The Durda Family

The Durdas still remember the care and support they felt from the Ronald McDonald House over twenty years ago. Today, Megan Durda gives back by working for the Ronald McDonald House in Northern Alberta.
Family Name
The Durdas
Stayed with
RMHC Northern Alberta
Distance from home
464 km
“It became a home away from home where Val could find comfort, rest and a community.”
Matthew Durda was born on October 15, 1983, in Grande Prairie, Alberta, to parents Greg and Val. A happy and healthy child, he loved the outdoors, the world and especially his big sister Megan.

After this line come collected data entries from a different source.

PR #4656, opened 2021-07-20
Shipping Labels: Handle decimal quantities in package details

rachelmcr:
Fixes: #4640

## Description

When an order has decimal quantities, we should round up the quantity to the nearest bigger integer. If an order has 0.5 as quantity, the list of products in the package should show 1 product, and if it's 3.5, it should show 4, which is done by rounding the quantity to the nearest bigger integer.

This PR updates our Decimal `intValue` to round up by default. As far as I can see, we only use this when handling order item quantities, so it shouldn't affect other parts of the app.

This also affects the order item weight and total package weight, so this PR updates those weight calculations to provide an accurate weight for non-integer item quantities. For example, if an order has 0.5 as the quantity for an item that weighs 100g, the list of products in the package shows 1 product that weighs 50g, and the total package weight is 50g.

## Changes

* Updates `Decimal+Helpers` to default to rounding up instead of down for positive numbers (and down instead of up for negative numbers).
* Updates `ShippingLabelPackageDetailsViewModel`:
   * For each item in the order, the item weight is displayed as the product weight unless the quantity is less than 1. In that case, the weight is calculated by multiplying the product weight by the quantity to get an accurate weight. (I used `tempItemQuantity` to keep track of the quantity for calculating the weight for each item in the order, in particular in cases where there is a decimal quantity greater than 1, e.g. 2.5 items in the order. I'm very open to feedback about other ways to do this, if you have ideas.)
   * For the total package weight, the item weight is multiplied by the actual item quantity (not rounded) for an accurate package weight.

/|Order details|Package details - Before|Package details - After
-|-|-|-
Order with 0.5 item quantity|Simulator Screen Shot - iPhone 11 Pro - 2021-07-20 at 12 25 29|Simulator Screen Shot - iPhone 11 Pro - 2021-07-20 at 13 02 00|Simulator Screen Shot - iPhone 11 Pro - 2021-07-20 at 12 25 40
Order with 2.5 item quantity|Simulator Screen Shot - iPhone 11 Pro - 2021-07-20 at 12 17 50|Simulator Screen Shot - iPhone 11 Pro - 2021-07-20 at 13 01 38|Simulator Screen Shot - iPhone 11 Pro - 2021-07-20 at 12 18 00

## Testing

2. Launch the app.
3. Open an order detail that is eligible for the shipping label and has a decimal item quantity in the order.
6. In the package details section, under "Items to fulfill" make sure the number of items is rounded up and the weight is accurate for the actual item quantity. (So an order with 0.5 as the item quantity shows 1 item and the weight is half the item weight.)
7. Under "Package details," make sure that the "Total package weight" displayed is now correct considering the decimal item quantity, and it's the sum of the weight of the item shown on the screen.

## Submitter Checklist

Update release notes:

### DIFF
--- a/WooCommerce/Classes/Extensions/Decimal+Helpers.swift
+++ b/WooCommerce/Classes/Extensions/Decimal+Helpers.swift
@@ -2,20 +2,20 @@ import Foundation
 
 extension Decimal {
 
-    /// Returns the int value of a decimal. We ensure we round down our Decimal before converting it to an Int, using NSDecimalRound.
+    /// Returns the int value of a decimal. We ensure we round up our Decimal before converting it to an Int, using NSDecimalRound.
     ///
     var intValue: Int {
         NSDecimalNumber(decimal: whole).intValue
     }
 
-    private func rounded(_ roundingMode: NSDecimalNumber.RoundingMode = .down, scale: Int = 0) -> Self {
+    private func rounded(_ roundingMode: NSDecimalNumber.RoundingMode = .up, scale: Int = 0) -> Self {
         var result = Self()
         var number = self
         NSDecimalRound(&result, &number, scale, roundingMode)
         return result
     }
 
-    private var whole: Self { rounded( self < 0 ? .up : .down) }
+    private var whole: Self { rounded( self < 0 ? .down : .up) }
 
     private var fraction: Self { self - whole }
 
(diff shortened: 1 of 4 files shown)


pmusolino (approved):
:shipit: thank you Rachel for working on this!

> This PR updates our Decimal intValue to round up by default. As far as I can see, we only use this when handling order item quantities, so it shouldn't affect other parts of the app.

Correct. I double-checked it just to be sure to not introduce a regression elsewhere.

Issue #4648, opened 2021-07-19
Shipping Labels: Total package weight should include weight of selected package


rachelmcr:
**Describe the bug**

Currently, the total package weight is the sum of the weight of all the products in the order, and it does not consider the weight of the selected package. (Right now, predefined packages all have `box_weight` of 0, but custom packages can have an additional weight that should be included in the total package weight.)

<img src="https://user-images.githubusercontent.com/495617/126153764-ddf0e75c-c201-47fb-9a2e-811332d5516f.png" width="300px">

rachelmcr:
Fixed in #4658 for the 7.1 release.

PR #4658, opened 2021-07-20
Shipping Labels: Include selected package weight in total package weight

rachelmcr:
Fixes: #4648

## Description

When creating a shipping label, the Package Details screen has an editable field for the `total package weight`. The total package weight should include the weight of all the order items _and_ the weight of the selected package. We weren't including the selected package weight, so this PR adds that to the total package weight.

The total package weight is calculated when you first open the Package Details screen and any time the selected package is changed. (Note that only custom packages have a set weight, so if you choose a predefined package the total weight will be the total weight of the order items.) However, if that total weight is edited manually or saved, we _stop_ automatically updating the weight, even if the selected package changes. (This is consistent with web behavior and avoids overwriting the weight if the user has set it themselves.)

## Changes

* Adds an optional `onEditingChanged` closure to `TitleAndTextFieldRow`, so we can track when the text field has been edited. (I used `onEditingChanged` and not `onCommit` because we're using this with a decimal keyboard, which doesn't include a Return key, so we can't track committed changes to the text field.)
* In `ShippingLabelPackageDetailsViewModel`:
   * Adds `isPackageWeightEdited` to track when the package weight has been edited or saved.
   * In `setTotalWeight()`, check for `isPackageWeightEdited` instead of `totalWeight.isEmpty` before setting the total package weight, and add the selected package weight to the total. This makes it possible to update the total weight after it is set initially (e.g. to update it when the selected package changes) but still prevents the total weight from changing if the weight has been updated manually.
   * Set the total weight when a selected package is confirmed (in `confirmPackageSelection()`) to make sure the total weight is updated when the selected package changes.
* In `ShippingLabelPackageDetails`, sets `isPackageWeightEdited` to `true` (to track that the weight has been manually edited) if the text field is edited.
* Updates unit tests.

## Testing

1. Make sure you have configured the WooCommerce WCShip plugin, and you have one or more payment methods and one or more custom packages (with a set package weight) set up in WP Admin under WooCommerce > Settings > Shipping > WooCommerce Shipping.
2. Launch the app.
6. In the package details section, confirm that the "Total package weight" include both the weight of the order items and the weight of the selected package (if any package is selected).
7. Select a custom package and confirm the "Total package weight" is updated with the custom package's weight.
8. Edit the "Total package weight" and confirm that it doesn't change automatically after that, even if you select a new package, unless you tap the "Back" button to exit without saving your changes.

## Submitter Checklist

Update release notes:

### DIFF
--- a/WooCommerce/Classes/ViewRelated/Orders/Order Details/Shipping Labels/Create Shipping Label Form/Package Details/ShippingLabelPackageDetailsViewModel.swift
+++ b/WooCommerce/Classes/ViewRelated/Orders/Order Details/Shipping Labels/Create Shipping Label Form/Package Details/ShippingLabelPackageDetailsViewModel.swift
@@ -120,6 +120,7 @@ final class ShippingLabelPackageDetailsViewModel: ObservableObject {
         products = resultsControllers?.products ?? []
         productVariations = resultsControllers?.productVariations ?? []
         itemsRows = generateItemsRows()
+        setTotalWeight()
     }
 
     /// Generate the items rows, creating an element in the array for every item (eg. if there is an item with quantity 3,
--- a/WooCommerce/Classes/ViewRelated/Orders/Order Details/Shipping Labels/Create Shipping Label Form/Package Details/ShippingLabelPackageDetailsViewModel.swift
+++ b/WooCommerce/Classes/ViewRelated/Orders/Order Details/Shipping Labels/Create Shipping Label Form/Package Details/ShippingLabelPackageDetailsViewModel.swift
@@ -66,6 +66,10 @@ final class ShippingLabelPackageDetailsViewModel: ObservableObject {
     @Published private(set) var selectedPredefinedPackage: ShippingLabelPredefinedPackage?
     @Published var totalWeight: String
 
+    /// Whether the user has edited the total package weight. If true, we won't make any automatic changes to the total weight.
+    ///
+    @Published var isPackageWeightEdited: Bool = false
+
     /// Returns if the custom packages header should be shown in Package List
     ///
     var showCustomPackagesHeader: Bool {
@@ -90,6 +94,9 @@ final class ShippingLabelPackageDetailsViewModel: ObservableObject {
         self.packagesResponse = packagesResponse
         self.selectedPackageID = selectedPackageID
         self.totalWeight = totalWeight ?? ""
+        if totalWeight != nil {
+            self.isPackageWeightEdited = true
+        }
         configureResultsControllers()
         syncProducts()
         syncProductVariations()
--- a/WooCommerce/Classes/ViewRelated/Orders/Order Details/Shipping Labels/Create Shipping Label Form/Package Details/ShippingLabelPackageDetailsViewModel.swift
+++ b/WooCommerce/Classes/ViewRelated/Orders/Order Details/Shipping Labels/Create Shipping Label Form/Package Details/ShippingLabelPackageDetailsViewModel.swift
@@ -64,7 +64,7 @@ final class ShippingLabelPackageDetailsViewModel: ObservableObject {
     }
     @Published private(set) var selectedCustomPackage: ShippingLabelCustomPackage?
     @Published private(set) var selectedPredefinedPackage: ShippingLabelPredefinedPackage?
-    @Published var totalWeight: String
+    @Published var totalWeight: String = ""
 
     /// Whether the user has edited the total package weight. If true, we won't make any automatic changes to the total weight.
     ///
@@ -93,14 +93,11 @@ final class ShippingLabelPackageDetailsViewModel: ObservableObject {
         self.weightUnit = weightUnit
         self.packagesResponse = packagesResponse
         self.selectedPackageID = selectedPackageID
-        self.totalWeight = totalWeight ?? ""
-        if totalWeight != nil {
-            self.isPackageWeightEdited = true
-        }
         configureResultsControllers()
         syncProducts()
         syncProductVariations()
         setDefaultPackage()
+        setTotalWeight(using: totalWeight)
     }
 
     private func configureResultsControllers() {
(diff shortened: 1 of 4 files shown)


itsmeichigo (commented):
Thank you or fixing this bug! I have a few comments and questions about your changes below:

WooCommerce/Classes/ViewRelated/Orders/Order Details/Shipping Labels/Create Shipping Label Form/Package Details/ShippingLabelPackageDetailsViewModel.swift
```diff
@@ -66,6 +66,10 @@ final class ShippingLabelPackageDetailsViewModel: ObservableObject {
     @Published private(set) var selectedPredefinedPackage: ShippingLabelPredefinedPackage?
     @Published var totalWeight: String
 
+    /// Whether the user has edited the total package weight. If true, we won't make any automatic changes to the total weight.
+    ///
+    @Published var isPackageWeightEdited: Bool = false
```
itsmeichigo: Since we're not observing `isPackageWeightEdited`, I think it's safe to remove `@Published` here and keep it a plain variable. What do you think?

WooCommerce/Classes/ViewRelated/Orders/Order Details/Shipping Labels/Create Shipping Label Form/Package Details/ShippingLabelPackageDetailsViewModel.swift
```diff
@@ -90,6 +94,9 @@ final class ShippingLabelPackageDetailsViewModel: ObservableObject {
         self.packagesResponse = packagesResponse
         self.selectedPackageID = selectedPackageID
         self.totalWeight = totalWeight ?? ""
+        if totalWeight != nil {
+            self.isPackageWeightEdited = true
+        }
```
itsmeichigo: I'm not sure this is the expected behavior. I tested with the following steps:
- I select one of the boxes (custom or not) and tapped Done button
- After navigating back to the Create Shipping Label form - I get back and change to another box.
- Now my previous choice is deemed custom input (but it isn't), therefore the weight of my box isn't updated automatically when I choose any other box.

I tested the same steps on the web app and saw that as long as I don't manually input a weight, I can still get automatic weight updates when I get back.

I would suggest that you check for the initial `isPackageWeightEdited` by comparing the initial `totalWeight` with a calculated weight from the products, variations and initial package. If the weight is the same as calculated - we can safely decide that the initial weight was not input manually.

WooCommerce/Classes/ViewRelated/Orders/Order Details/Shipping Labels/Create Shipping Label Form/Package Details/ShippingLabelPackageDetailsViewModel.swift
```diff
@@ -104,12 +111,10 @@ final class ShippingLabelPackageDetailsViewModel: ObservableObject {
             guard let self = self else { return }
             self.products = products
             self.itemsRows = self.generateItemsRows()
-            self.setTotalWeight()
```
itsmeichigo: Do you think it is safe to not calculate the total weight again when product list change? I know the chance that product list changes in this case is low - but maybe some extra safety is necessary?

WooCommerce/Classes/ViewRelated/Orders/Order Details/Shipping Labels/Create Shipping Label Form/Package Details/ShippingLabelPackageDetailsViewModel.swift
```diff
@@ -104,12 +111,10 @@ final class ShippingLabelPackageDetailsViewModel: ObservableObject {
...
         }, onProductVariationsReload: { [weak self] (productVariations) in
             guard let self = self else { return }
             self.productVariations = productVariations
             self.itemsRows = self.generateItemsRows()
-            self.setTotalWeight()
```
itsmeichigo: Same question as above - but about product variations changes.

WooCommerce/WooCommerceTests/ViewRelated/Shipping Label/Create Shipping Label/ShippingLabelPackageDetailsViewModelTests.swift
```diff
@@ -336,6 +336,34 @@ final class ShippingLabelPackageDetailsViewModelTests: XCTestCase {
...
+        // Then
+        XCTAssertEqual(viewModel.totalWeight, "120.0")
+
+        // When
+        viewModel.didSelectPackage("Box")
+        viewModel.confirmPackageSelection()
+
+        // Then
+        XCTAssertEqual(viewModel.totalWeight, "130.0")
+    }
```
itsmeichigo, line 366: It would be great if we have more tests for cases when total weight should not be updated automatically:
- when initial total weight is an arbitrary weight (not equal to automatically calculated weight)
- when user enters a new total weight manually.

WooCommerce/Classes/ViewRelated/Orders/Order Details/Shipping Labels/Create Shipping Label Form/Package Details/ShippingLabelPackageDetailsViewModel.swift
rachelmcr: Thanks for catching this! I removed these from products/variations at one point and then meant to put them back, but somehow missed them — I agree it's better to have them there.

WooCommerce/Classes/ViewRelated/Orders/Order Details/Shipping Labels/Create Shipping Label Form/Package Details/ShippingLabelPackageDetailsViewModel.swift
rachelmcr: You're right, thanks! I must have input the weight manually while testing the web behavior, and didn't think about the different expectation when the weight was saved but hadn't been input manually. I have a fix for that using your suggested approach in 2689621.

WooCommerce/WooCommerceTests/ViewRelated/Shipping Label/Create Shipping Label/ShippingLabelPackageDetailsViewModelTests.swift
rachelmcr: Great ideas! Thanks for keeping me on my toes with test coverage. :) I added those tests in 3dcd3c2.

rachelmcr:
Thank you for the careful review, @itsmeichigo! This is ready for another look.

itsmeichigo (approved):
Thank you Rachel for the updates! 🎉 
Code looks good and works as expected now :shipit:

Matthew was always curious and compassionate, showing concern for others and touching the hearts of everyone he met. Like most little boys, he adored chocolate doughnuts, McDonald’s cheeseburgers and all things WWF.

On September 9, 1987, the siblings were at a neighbour’s house playing while their parents went to the doctor’s office; Matthew had a lump that had been sent for testing. Nobody could have predicted they would learn Matthew had cancer.

Two days later, Val and Matthew were airlifted to Stollery Children’s Hospital in Edmonton. Greg drove down to join them, while Megan stayed with her grandparents.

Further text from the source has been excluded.